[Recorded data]
————
PR #26952, opened 2025-01-15
[CPT] feat: Assert a process instance using selectors

### LINKED ISSUE #23091: [CPT] Assert a process instance by key
## Description

I want to use the assertions without providing a `ProcessInstanceEvent` or `ProcessInstanceResult`, for example, by providing a process instance key. 

In ZPT, we have the `InspectionUtility` to find a process instance. For CPT, we could integrate a similar way. 

## Tasks
- I can use the process instance assertion by providing a process instance key
- I can use the process instance assertion if the process is created from a message or timer start event
- The assertion should block until the process instance exists, similar to the usage with the process instance event

```
// by event
CamundaAssert.assertThat(processInstance);

// (new) be selector
CamundaAssert.assertThat(ProcessInstanceSelector.byKey(key));
CamundaAssert.assertThat(ProcessInstanceSelector.byProcessId(processId));
CamundaAssert.assertThat(processInstance -> {..});
```

saig0:
## Description

- Extend the assertion API by selectors for a process instance
    - Provide two predefined selectors to find a process instance by key or by process ID
    - Allow custom selectors to find a process instance
    - Align the selector API with the element selectors
- Refactoring: replace the internal `ProcessInstanceDto` with the response object
    - A step towards using the Camunda query API internally
    - Allow using the response object in the selector interface
- Refactoring: split element assertions from the process instance assertions         
    - Reduce assertion class size and increase the cohesion
    - Align the structure of the element assertions with the variable assertions 
    - Split the assertion test cases into separate classes

**Reviewer note**
The refactorings might make a review of the individual commits easier than the final changes. You could skip over the refactoring and focus on the actual changes, which are much less than 1k. :sweat_smile:     

## Related issues

closes #23091


testing/camunda-process-test-java/src/main/java/io/camunda/process/test/api/assertions/ProcessInstanceSelectors.java
```diff
@@ -0,0 +1,80 @@
...
+    }
+
+    @Override
+    public boolean test(final ProcessInstance processInstance) {
+      return processInstance.getProcessInstanceKey().equals(processInstanceKey);
+    }
+
+    @Override
+    public String describe() {
+      return String.format("key: %s", processInstanceKey);
```
berkaycanbc, line 58: 🔧 In existing `ElementSelectors` we return the asserted field itself without the prefix (e.g. `key: `). Would be precise to have alignment between them. But is it going to break backward compatibility if we change it in `ElementSelectors`?

berkaycanbc (approved):
Thanks for refactoring! ⭐ 

I only have a minor possible change request, not a blocker.

LGTM 👍

testing/camunda-process-test-java/src/main/java/io/camunda/process/test/api/assertions/ProcessInstanceSelectors.java
saig0: Good point. :+1: 

As a result, the failure message would be:
```
// by ID
Process instance [key: %d] should have active elements [id: 'A', id: 'C', id: 'D'] but the following elements were not active:
  - id: 'C': completed
  - id: 'D': not activated

// by name
Process instance [key: %d] should have active elements [name: 'A', name: 'C', name: 'D'] but the following elements were not active:
  - name: 'C': completed
  - name: 'D': not activated
```

I'm not sure about the format. :thinking: I'll keep it in mind and take it as an optional follow-up task. :+1:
————
Try it: Given the data above, transcribe exactly the lines from the one containing "berkaycanbc, line 58: 🔧" down to the one containing "Thanks for refactoring! ⭐", and no others.

Solved exercise:
berkaycanbc, line 58: 🔧 In existing `ElementSelectors` we return the asserted field itself without the prefix (e.g. `key: `). Would be precise to have alignment between them. But is it going to break backward compatibility if we change it in `ElementSelectors`?

berkaycanbc (approved):
Thanks for refactoring! ⭐ 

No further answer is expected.